Intervention de Pierre-Yves Collombat

Réunion du 9 février 2016 à 14h30
Prorogation de l'état d'urgence — Article unique

Photo de Pierre-Yves CollombatPierre-Yves Collombat :

Monsieur le président, monsieur le ministre, mes chers collègues, j’ai voté l’instauration de l’État d’urgence à la suite des attentats du mois de novembre dernier, j’ai voté sa prolongation pour trois mois, mais je ne voterai pas cette nouvelle prorogation, parce le principal intérêt de l’état d’urgence réside dans l’effet de surprise des interventions des premières semaines, et elles furent nombreuses. Or nous n’en sommes plus là.

Selon la commission de contrôle de l’Assemblée nationale, alors présidée par Jean-Jacques Urvoas, devenu depuis lors notre garde des sceaux : « L’essentiel de l’intérêt de ce que l’on pouvait attendre de ces mesures [d’urgence] semble, à présent, derrière nous. Partout où nous nous sommes déplacés, nous avons entendu que les principales cibles et les objectifs avaient été traités. De fait, l’effet de surprise s’est largement estompé, et les personnes concernées se sont pleinement préparées elles aussi à faire face à d’éventuelles mesures administratives. »

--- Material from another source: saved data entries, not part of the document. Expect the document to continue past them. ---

PR #1035, opened 2024-01-29
(cluster/manke) add vlan2504 interface

cbarria:
to communicate the k8s pods from the HTCondor Cluster to the Scheduler we need to set the VLAN in the trunk interface

### DIFF
--- a/hieradata/cluster/manke.yaml
+++ b/hieradata/cluster/manke.yaml
@@ -1,166 +1,167 @@
 ---
 clustershell::groupmembers:
-  manke: {group: "manke", member: "manke[01-10]"}
+  manke:
+    group: "manke"
+    member: "manke[01-10]"
 profile::core::ospl::enable_rundir: true
 profile::core::rke::enable_dhcp: true
 nm::connections:
   eno1np0:
-    content: |
-      [connection]
-      id=eno1np0
-      uuid=f330f829-20cc-b829-67b0-18086a5fe6fa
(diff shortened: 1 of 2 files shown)


jhoblitt (commented):
I have been converting the heredoc style to nested hash style when I touch files.  This script should get you most of the way there but the changes need to be carefully checked as it will quote some things that should be bare words.

```ruby
#!/usr/bin/ruby

require 'psych'
require 'yaml'
require 'iniparse'

filename = ARGV[0]

# convert nm content from string -> hash
yaml = YAML.load_file(filename)
yaml['nm::connections'].each do |iface, config|
  ini = IniParse.parse(config['content'])
  config['content'] = ini.to_h
end

# https://github.com/ruby/psych/issues/322#issuecomment-328408276
ast = Psych.parse_stream(YAML.dump(yaml))

# First pass, quote everything
ast.grep(Psych::Nodes::Scalar).each do |node|
  node.plain  = false
  node.quoted = true
  node.style  = Psych::Nodes::Scalar::DOUBLE_QUOTED
end

ast.grep(Psych::Nodes::Mapping).each do |node|
  node.children.each_slice(2) do |k, _|
    k.plain  = true
    k.quoted = false
    k.style  = Psych::Nodes::Scalar::ANY
  end
end

File.write(filename, ast.yaml)
```

jhoblitt (approved):
LGTM. Thank you for converting to the hash format.

PR #1036, opened 2024-01-29
(role/atshcu) enable imanager

glennmorris:
The imanager module should be enabled for the atshcu role, but to date has not been.
This was to avoid modifying the existing hand-written config on auxtel-hcu01.
However, the existing manual configuration randomly stops working at times (on reboot?), so the time has come to let puppet manage it.

To be safe, this should not be deployed during an auxtel run (ie not this week).
Maybe next week should be ok? When the time comes, cp_production would need an update.


jhoblitt (approved):
This looks good.  If the rollout needs to wait for a maint window, it is probably best not to merge it to production until the window opens.

tony-johnson (approved):
Looks good to me.

PR #1038, opened 2024-01-30
(site/ls/cluster/lsstcam-ccs) set DAQ version to R5-V8.1

glennmorris:


tony-johnson (approved):
Thanks. Looks good to me.

PR #284, opened 2017-09-22
Fixed heroku tutorial for api platform 2.1+

mickaelandrieu:
Hello,

well... this article is really outdated and I've spent so MUCH time figure out how to make this deployement works as expected.

Luckely, I'll be the last one \o/

@dunglas I'll removed the installation of your package: once it will be tagged as stable, we may update again this article 👍

### DIFF
--- a/deployment/heroku.md
+++ b/deployment/heroku.md
@@ -85,7 +85,10 @@ using the external parameters feature of the Symfony container:
     {
       "url": "https://github.com/heroku/heroku-buildpack-php"
     }
-  ]
+  ],
+  "scripts": {
+    "postdeploy": "php bin/console doctrine:schema:create"
+  }
 }
 ```
 
@@ -101,7 +104,7 @@ directories must be private.
 Create a new file named `Procfile` at the root of the application directory with the following content:
 
 ```yaml
-web: bin/heroku-php-apache2 web/
+web: vendor/bin/heroku-php-apache2 web/
 ```
 
 Our application is ready to be deployed, but Heroku dynos are not persistent and file stored directly on the filesystem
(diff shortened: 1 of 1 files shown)


deployment/heroku.md
```diff
@@ -85,22 +47,65 @@ using the external parameters feature of the Symfony container:
...
+
+```php
+<?php
+
+namespace AppBundle\Heroku;
+
+/**
+ * Setup database configuration from environment variables (Heroku deployment)
+ */
+class Database
```
dunglas: Can't we use directly the URL (now that it is possible) instead of introducing this class?
Just like here: https://github.com/dunglas/api-platform/blob/flex-js/api/config/packages/doctrine.yaml#L3

mickaelandrieu: Hello,  thanks for the review.

I have 2 questions:

* Is this behavior (already) available in 2.1?
* Is dbal automatically "fill" all the database parameters if you use ``DATABASE_URL`` environment variable?

dunglas: It’s a feature of Doctrine bundle and it’s available for a while. I don’t think DoctrineBundle populates other parameters IMO it deals directly with the URL.

mickaelandrieu: Ok, I remove this part. For the rest of the article, is is good? :)

dunglas: Yes perfect! It will be way easier with the new distribution!

dunglas:
Can you rebase this PR @mickaelandrieu?

mickaelandrieu:
@dunglas should be good now

dunglas:
Thanks @mickaelandrieu

PR #290, opened 2017-09-27
Update getting-started.md

davidpodhola:
Following https://github.com/api-platform/admin#usage

Sorry, having just browser now it is easier this way. Thanks for understanding.


dunglas:
Thank you very much!

PR #295, opened 2017-09-28
Update admin authentification

pierre-H:
Add https://github.com/api-platform/admin/pull/51 changes and change the request for compatibility with LexikJWTAuthenticationBundle (tested and works)

### DIFF
--- a/admin/authentication-support.md
+++ b/admin/authentication-support.md
@@ -15,11 +15,15 @@ export default (type, params) => {
   switch (type) {
     case AUTH_LOGIN:
       const { username, password } = params;
-      const request = new Request(`${entrypoint}/login_check`, {
-        method: 'POST',
-        // the next two lines are compatible with LexikJWTAuthenticationBundle. Change this if you use something else ...
-        body: `_username=${username}&_password=${password}`,
-        headers: new Headers({ 'Content-Type': 'application/x-www-form-urlencoded' }),
+      const request = new Request(`${API_ENTRYPOINT}/login`, {
+          body: JSON.stringify({
+              username: params.username,
+              password: params.password,
+          }),
+          headers: new Headers({
+              'Content-Type': 'application/json',
+          }),
+          method: 'POST',
       });
 
       return fetch(request)
--- a/admin/authentication-support.md
+++ b/admin/authentication-support.md
@@ -30,6 +30,7 @@ export default (type, params) => {
         })
         .then(({ token }) => {
           localStorage.setItem('token', token); // The JWT token is stored in the browser's local storage
+          window.location.replace('/');
         });
 
     case AUTH_LOGOUT:
--- a/admin/authentication-support.md
+++ b/admin/authentication-support.md
@@ -17,8 +17,9 @@ export default (type, params) => {
       const { username, password } = params;
       const request = new Request(`${entrypoint}/login_check`, {
         method: 'POST',
-        body: JSON.stringify({ email: username, password }),
-        headers: new Headers({ 'Content-Type': 'application/json' }),
+        // the next two lines are compatible with LexikJWTAuthenticationBundle. Change this if you use something else ...
+        body: `_username=${username}&_password=${password}`,
+        headers: new Headers({ 'Content-Type': 'application/x-www-form-urlencoded' }),
       });
 
       return fetch(request)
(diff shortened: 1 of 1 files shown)


admin/authentication-support.md
```diff
@@ -17,8 +17,9 @@ export default (type, params) => {
       const { username, password } = params;
       const request = new Request(`${entrypoint}/login_check`, {
         method: 'POST',
-        body: JSON.stringify({ email: username, password }),
-        headers: new Headers({ 'Content-Type': 'application/json' }),
+        // the next two lines are compatible with LexikJWTAuthenticationBundle. Change this if you use something else ...
+        body: `_username=${username}&_password=${password}`,
+        headers: new Headers({ 'Content-Type': 'application/x-www-form-urlencoded' }),
```
soyuka: Why can't we keep json login? It has nothing to do with `LexikJWTAuthentication` [see here](https://symfony.com/doc/current/security/json_login_setup.html)

admin/authentication-support.md
```diff
@@ -52,24 +53,60 @@ export default (type, params) => {
...
-  }
-}
+const fetchHydra = (url, options = {}) => baseFetchHydra(url, {
+    ...options,
+    headers: new Headers(fetchHeaders),
+});
+
+const restClient = api => hydraClient(api, fetchHydra);
+
+const apiDocumentationParser = entrypoint => parseHydraDocumentation(entrypoint, { headers: new Headers(fetchHeaders) })
```
soyuka: We really should not need this :p. maybe we can path headers to the react component?

admin/authentication-support.md
pierre-H: I just tried in json and lexik return 401 bad credentials :
```shell
curl -X POST \
  http://localhost/api/web/login_check \
  -H 'content-type: application/json' \
  -d '{"_username": "admin", "_password": "admin"} '
```
Only with this configuration I can login. Maybe it's my config but I only have this :
```yaml
lexik_jwt_authentication:
    private_key_path: '%jwt_private_key_path%'
    public_key_path:  '%jwt_public_key_path%'
    pass_phrase:      '%jwt_key_pass_phrase%'
    token_ttl:        '%jwt_token_ttl%'
```

admin/authentication-support.md
mysiar: I would rather keep it simplest so anybody can implement their own login and authentication with api. I use token passed in header to backend

admin/authentication-support.md
pierre-H: So maybe you're right. I thought that because the beginning of this page says that we assume that the api is secure with jwt (with a link to the doc which explains how to use LexikJWTAuthentication) so I thought that this page has to explain how to use admin with LexikJWTAuthentication but if you think that it's should be general ...

dunglas: I agree with @pierre-H. We should update the doc of the Lexik bundle to explain how to allow JSON login or keep with form-data. (it would be great if we can use JSON everywhere).

dunglas:
@mauchede would you mind reviewing this PR?

mauchede:
@pierre-H: Can you add `window.location.replace('/');` in the `AUTH_LOGIN` action? Without this refresh, the API documentation will be empty.

For example:

```js
return fetch(request)
	.then(response => {
	    if (response.status < 200 || response.status >= 300) {
		throw new Error(response.statusText);
	    }

	    return response.json();
	})
	.then(({ token }) => {
	    window.localStorage.setItem(LOCAL_STORAGE_KEY_TOKEN, token);
	    window.location.replace('/');
	});
```

admin/authentication-support.md
pierre-H: Does someone have an idea how to use Lexik bundle with json ?

pierre-H:
@mauchede done

admin/authentication-support.md
mauchede: @pierre-H : Lexik provides some handlers. You just have to use these handlers with the new [JSON authenticator](http://symfony.com/blog/new-in-symfony-3-3-json-authentication).

__Note__: The JSON authenticator is available since Symfony `3.3`.

In `app/config/security.yml`, you will write something like this:

```yml
security:
# ...
    firewalls:
        login:
            anonymous: true
            json_login:
                check_path: /login
                failure_handler: lexik_jwt_authentication.handler.authentication_failure
                success_handler: lexik_jwt_authentication.handler.authentication_success
# ...
```

In `admin`, you can now directly send JSON to the API:

```js
            const request = new Request(`${API_ENTRYPOINT}/login`, {
                body: JSON.stringify({
                    username: params.username,
                    password: params.password,
                }),
                headers: new Headers({
                    'Content-Type': 'application/json',
                }),
                method: 'POST',
            });

            return fetch(request).then( /* ... */);
```

In my repositories, you can find an example [secured API](https://github.com/mauchede/example-api-platform-api-platform/tree/example/security) and an example of [admin](https://github.com/mauchede/example-api-platform-admin/tree/example/security).

pierre-H:
Thank you @mauchede  for your explanation. I change the doc so we use json instead of form data

Simperfit:
@mauchede is it good for you ?

Simperfit:
Thanks @pierre-H

PR #296, opened 2017-09-29
Authentication Documentation improvements

sh41:
Have corrected a few typos, updated examples to match current function signatures and clarified the source of the path used to login.


dunglas:
Great! Can you just rebase against 2.1 please?

sh41:
I'm not sure I've rebased this correctly as I've managed to pick up a commit from a previous PR, that was already merged into master. Is this in a suitable state to merge or is there more I need to do?

PR #311, opened 2017-10-09
Update react.md

mysiar:
Bootstrap 3 & 4


dunglas:
I would only document Bootstrap 4. WDYT?

mysiar:
so maybe we need another document file like history or changelog to keep track this things ?
with the new release Bootstrap 3 will be gone unless somebody explicitly runs 0.1.15 or earlier

dunglas:
Thanks @mysiar

PR #316, opened 2017-10-15
Fixed ApiNormalizer config, was giving me an error with default install

Bwen:
While following this page I was getting the following error with default APIP setup:

> Symfony\Component\Debug\Exception\FatalThrowableError: Call to a member function normalize() on null in /srv/api-platform/vendor/api-platform/core/src/Serializer/AbstractItemNormalizer.php:423 Stack trace:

En outre, l’argument de la persistance d’un danger fort et permanent invoqué par le Gouvernement en appui de sa demande, mais aussi par d’autres, peut se retourner. La permanence du danger est précisément le signe que son traitement relève de bien autre chose que de la prolongation de l’état d’urgence.

« Réagir efficacement à un attentat terroriste en donnant à l’État les moyens proportionnés à l’ampleur de la menace imminente était une chose, nous dit encore la commission Urvoas, combattre sur la profondeur le terrorisme en est une autre ».

Personnellement, je déplore le peu d’attention porté par le Gouvernement, en tout cas à ma connaissance, aux dimensions autres que policières – quelle que soit l’importance de ces dernières – de la lutte contre le terrorisme, et tout particulièrement à leur dimension idéologique. Neutraliser les tueurs actifs ou potentiels, c’est l’urgence ; stériliser le terreau idéologique qui les nourrit, l’obligation permanente. Je crains que le souci quasi exclusif de l’urgence ne l’ait fait oublier.

Les Français ne comprendraient pas la levée de l’état d’urgence si un nouvel attentat survenait, nous dit-on. Un an après les attentats de janvier 2015, état d’urgence ou pas, ces Français comprendraient-ils mieux si une nouvelle tuerie intervenait ? Je ne le pense pas.